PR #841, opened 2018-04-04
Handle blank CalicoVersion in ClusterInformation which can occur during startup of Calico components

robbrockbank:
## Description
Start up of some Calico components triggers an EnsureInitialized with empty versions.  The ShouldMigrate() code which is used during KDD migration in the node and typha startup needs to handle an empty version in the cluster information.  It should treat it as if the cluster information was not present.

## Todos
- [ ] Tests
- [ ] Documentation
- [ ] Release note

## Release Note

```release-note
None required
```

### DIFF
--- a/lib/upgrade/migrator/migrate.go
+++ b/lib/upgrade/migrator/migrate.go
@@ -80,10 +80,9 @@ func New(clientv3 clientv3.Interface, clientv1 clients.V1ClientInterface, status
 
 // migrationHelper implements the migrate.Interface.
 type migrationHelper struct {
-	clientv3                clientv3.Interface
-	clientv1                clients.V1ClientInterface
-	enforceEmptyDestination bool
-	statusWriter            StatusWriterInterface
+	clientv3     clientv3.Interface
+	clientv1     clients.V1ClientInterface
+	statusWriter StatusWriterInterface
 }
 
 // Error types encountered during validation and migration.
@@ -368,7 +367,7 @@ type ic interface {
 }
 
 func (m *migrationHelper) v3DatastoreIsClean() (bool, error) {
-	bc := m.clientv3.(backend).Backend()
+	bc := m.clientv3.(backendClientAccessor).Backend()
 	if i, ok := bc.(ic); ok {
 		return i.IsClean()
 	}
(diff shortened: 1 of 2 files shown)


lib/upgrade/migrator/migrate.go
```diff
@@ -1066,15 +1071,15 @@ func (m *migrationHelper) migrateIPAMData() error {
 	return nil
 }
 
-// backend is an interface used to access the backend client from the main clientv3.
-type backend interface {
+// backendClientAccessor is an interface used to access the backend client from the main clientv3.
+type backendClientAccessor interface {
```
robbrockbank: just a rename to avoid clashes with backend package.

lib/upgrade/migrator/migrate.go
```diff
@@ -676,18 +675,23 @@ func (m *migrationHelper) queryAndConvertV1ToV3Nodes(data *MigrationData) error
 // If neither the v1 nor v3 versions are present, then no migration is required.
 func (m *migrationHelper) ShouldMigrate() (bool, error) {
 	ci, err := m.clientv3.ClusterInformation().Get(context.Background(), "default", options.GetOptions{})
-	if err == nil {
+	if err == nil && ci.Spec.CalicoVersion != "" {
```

┄┄┄┄┄┄┄┄┄┄

- Exercise objective
Copy out, from the data above, every line holding the word "backendClientAccessor".

- Your solution
+	bc := m.clientv3.(backendClientAccessor).Backend()
+// backendClientAccessor is an interface used to access the backend client from the main clientv3.
+type backendClientAccessor interface {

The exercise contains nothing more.